All lines in the entries below that hold "components" make up the answer.

Data section start

PR #5599, opened 2024-10-09
feat: thanks view tracking MP-921

emuvente:
The thanks page is complex enough that it's hard to know what version of the page a user actually saw without digging into the details of the URL parameters and what was in their basket. This refactors the logic for selecting which thanks view is visible into a computed value, and adds tracking for the visible view.

### DIFF
--- a/src/components/Thanks/ThanksLayoutV2.vue
+++ b/src/components/Thanks/ThanksLayoutV2.vue
@@ -403,9 +403,9 @@ export default {
 
 		this.determineIfMobile();
 		this.$kvTrackEvent(
-			'thanks',
-			'view',
-			`${this.visibleSection} v2 view`,
+			'post-checkout',
+			'show',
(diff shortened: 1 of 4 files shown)


mcstover (approved):

eddieferrer:
We don't currently have 'thanks' and 'view' as values for snowplow categories. And the label and properties should all be lower case kebab cased.

Since these are new events they should fit the web event guidelines. 

We do have the 'post-checkout' category. And 'show' action. So we could just use those.  


For example this event: 
`'thanks', 'view', 'May challenge view', 'guest' `

Could be: 
`'post-checkout', 'show', 'thanks-may-challenge', 'guest' `

mcstover (approved):

roger-in-kiva (approved):

mcstover (approved):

Data section end

• [Task answer]:
--- a/src/components/Thanks/ThanksLayoutV2.vue
+++ b/src/components/Thanks/ThanksLayoutV2.vue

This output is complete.